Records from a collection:
PR #2002, opened 2024-10-22
Refactor poller

nimeshnayaju:


packages/liveblocks-react/src/liveblocks.tsx
```diff
@@ -223,31 +223,43 @@ export function getLiveblocksExtrasForClient<M extends BaseMetadata>(
...
+        );
+      });
 
     return () => {
       pollerSubscribers--;
 
-      // NIMESH - When stopping the poller, we should also ideally abort its
+      // XXX - When stopping the poller, we should also ideally abort its
       // poller function, maybe using an AbortController? This functionality
       // should be automatic and handled by the Poller abstraction, not here!
```
nvie, line 264: Having second thoughts about this comment. In the current implementation, when the machine is in `@polling` state, it won't respond to `STOP` events — by design. I think it makes sense to not abort the currently-ongoing poll and just handle its response, even if there are no subscribers anymore by the time the response arrives. This means the current implementation is already correct, and I think we can safely remove this comment.

Do you agree, @nimeshnayaju?

packages/liveblocks-core/src/http-client.ts
```diff
@@ -113,16 +104,14 @@ export class HttpClient {
...
-        }
-        throw error;
+      let error: HttpError;
+      try {
+        const errorBody = (await response.json()) as { message: string };
+        error = new HttpError(errorBody.message, response.status, errorBody);
+      } catch {
+        error = new HttpError(response.statusText, response.status);
       }
+      throw error;
```
nvie, line 114: @nimeshnayaju I just removed this `if`-condition here. I don't think we have to check the status code at all. If the response is not OK, always turn it into an error.

packages/liveblocks-react/src/__tests__/useInboxNotifications.test.tsx
```diff
@@ -368,10 +368,15 @@ describe("useInboxNotifications: error", () => {
...
     await waitFor(() => expect(getInboxNotificationsReqCount).toBe(4));
+    expect(result.current).toEqual({ isLoading: true });
 
     // The fourth retry should be made after 10s
     await jest.advanceTimersByTimeAsync(15_000);
     await waitFor(() => expect(getInboxNotificationsReqCount).toBe(5));
+    expect(result.current).toEqual({
+      isLoading: false,
+      error: expect.any(Error),
+    });
```
nvie, line 379: @nimeshnayaju Thanks for fixing the unit tests! 🙏 I added in this extra assertion and noticed it doesn't pass. Maybe we should discuss on a call what we think the behaviour here should be, because I would expect this to transition to an error state at this point. Instead it remains in loading state. Maybe I'm missing something, or maybe the implementation isn't quite correct yet.

packages/liveblocks-react/src/__tests__/useInboxNotifications.test.tsx
```diff
@@ -547,12 +552,12 @@ describe("useInboxNotifications: polling", () => {
...
 
     // Wait for the first polling to occur after the initial render
-    jest.advanceTimersByTime(POLLING_INTERVAL);
+    jest.advanceTimersByTime(60_000);
     expect(initialCount).toBe(1);
     await waitFor(() => expect(pollerCount).toBe(1));
 
     // Advance time to simulate the polling interval
-    jest.advanceTimersByTime(POLLING_INTERVAL);
+    jest.advanceTimersByTime(60_000);
```
nvie, line 560: Let's avoid relying on runtime constants in unit tests. If we change the constant, I would want these tests to fail.

packages/liveblocks-react/src/umbrella-store.ts
```diff
@@ -1326,19 +1319,9 @@ export class UmbrellaStore<M extends BaseMetadata> {
     query: ThreadsQuery<M> | undefined
   ) {
     const threadsFetcher = async (cursor?: string) => {
-      if (this._client === undefined) {
-        // TODO: Think about other ways to structure this. Throwing a StopRetrying only
-        // makes sense only if we can easily know if the fetcher is going to be wrapped inside the autoRetry function
-        throw new StopRetrying(
-          "Client is required in order to load threads for the room"
-        );
-      }
```
nvie, line 1335: I made `this._client` mandatory, so we don't have to worry about these edge cases anymore. This ugliness is now shifted to the unit tests. Turns out there were only two direct creations of `new UmbrellaStore()` left in the unit tests, so it really wasn't a big deal anymore.

packages/liveblocks-react/src/liveblocks.tsx
```diff
@@ -243,9 +243,17 @@ function makeDeltaPoller_Notifications(store: UmbrellaStore<BaseMetadata>) {
...
+      .waitUntilNotificationsLoaded()
+      .then(() => {
+        poller.enable(pollerSubscribers > 0);
+      })
+      .catch((err) => {
+        // XXX - Think about a better message and if we need to handle this differently
+        console.warn(
+          `Unable to start poller due to failure loading first page of inbox notifications: ${String(err)}`
+        );
+      });
```
nvie, line 257: Should this be structured like this instead?

```ts
void store
      .waitUntilNotificationsLoaded()
      .catch((err) => { … })
      .finally(() => {
        poller.enable(pollerSubscribers > 0);
      });
```

packages/liveblocks-react/src/liveblocks.tsx
```diff
@@ -243,9 +243,17 @@ function makeDeltaPoller_Notifications(store: UmbrellaStore<BaseMetadata>) {
     // in the `then` body, check again if the number of subscribers if more than 0, and only then
     // if those conditions hold, start the poller
     poller.enable(pollerSubscribers > 0);
```
nvie, line 246: And I assume we'll want to remove this line here, right?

## WHAT IS REQUIRED
Filter the entries above and return only the lines holding "then".

## THE ANSWER
+      .then(() => {
     // in the `then` body, check again if the number of subscribers if more than 0, and only then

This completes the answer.